PR #277, opened 2019-04-12
Upgrade kotlin and coroutines dependencies to latest versions.

### LINKED ISSUE #188: Stop using parameterized coroutine cancellation that was deprecated in kotlin 1.3
There are a few places in the code where we forward a caught exception to the cancellation of another context via `cancel(e)`. These parameterized cancellation methods have been deprecated and replaced by parameter_less_ `cancel()`, so we should stop using them. I'm worried about just losing the exceptions if we don't forward them though so some non-trivial refactoring may be necessary.

zach-klippenstein:
Closes #188 because the deprecated `cancel` method that took `Throwable` has been removed.

The issue where workflow subscriptions were disposed multiple times also seems to have been fixed.

The only real thing this "broke" was how legacy workflow's `switchMapState` handles channel cancellation,
now we have to be a bit more explicit. This is why channels shouldn't be used as streams…


kotlin/workflow-runtime/src/main/java/com/squareup/workflow/WorkflowHost.kt
```diff
@@ -149,9 +150,7 @@ internal fun <I : Any, O : Any, R : Any> WorkflowNode<I, *, O, R>.start(
   } catch (e: Throwable) {
     // For some reason the exception gets masked if we don't explicitly pass it to cancel the
     // producer coroutine ourselves here.
-    // TODO https://github.com/square/workflow/issues/188 Stop using parameterized cancel.
-    @Suppress("DEPRECATION")
-    coroutineContext.cancel(e)
+    coroutineContext.cancel(if (e is CancellationException) e else CancellationException(null, e))
```
rjrjr: Sure this is still necessary? Wondering if the situation described in your comment was fixed.

zach-klippenstein: This `cancel` method only takes `CancellationException`s now, so just trying to not create more exceptions than necessary.

kotlin/legacy/legacy-workflow-rx2/src/main/java/com/squareup/workflow/legacy/rx2/EventChannel.kt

(WORK INSTRUCTIONS):
Repeat, word for word, the lines from the start of the records to the line that contains "### LINKED ISSUE", both of them included, and no others.

(SOLUTION FOR THIS PROBLEM):
PR #277, opened 2019-04-12
Upgrade kotlin and coroutines dependencies to latest versions.

### LINKED ISSUE #188: Stop using parameterized coroutine cancellation that was deprecated in kotlin 1.3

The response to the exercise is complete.